··· Material for the task
PR #743, opened 2016-10-25
fixes the build warning from __deprecated

rkchrome:
It should not be used because there is (or there will be) a better
alternative in that should be used instead.
Then, warn about uses of the below functions marked as deprecated by
using the deprecated attribute, maybe we can return zero value to avoid
the warning.

bl31/bl31_context_mgmt.c: In function 'cm_get_context_by_mpidr':
bl31/bl31_context_mgmt.c:106:2: warning: 'platform_get_core_pos'
is deprecated (declared at include/plat/common/platform.h:284)
[-Wdeprecated-declarations]

plat/common/aarch64/plat_common.c: In function 'plat_get_syscnt_freq2':
plat/common/aarch64/plat_common.c:84:2: warning: 'plat_get_syscnt_freq'
is deprecated (declared at include/plat/common/platform.h:62)
[-Wdeprecated-declarations]

Change-Id: I7bc1ffca76d1ffdbf6858529dfe5fca2632f3f4a

### DIFF
--- a/include/plat/common/platform.h
+++ b/include/plat/common/platform.h
@@ -61,7 +61,10 @@ struct bl_params;
 /*******************************************************************************
  * Mandatory common functions
  ******************************************************************************/
-unsigned long long plat_get_syscnt_freq(void) __deprecated;
+static inline unsigned long long plat_get_syscnt_freq(void)
+{
+        return 0;
+}
 unsigned int plat_get_syscnt_freq2(void);
 
 int plat_get_image_source(unsigned int image_id,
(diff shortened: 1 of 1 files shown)


danh-arm:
······
Goal of the exercise =
Go through the data above and copy each line that holds the word "should".

Answer to this task =
It should not be used because there is (or there will be) a better
alternative in that should be used instead.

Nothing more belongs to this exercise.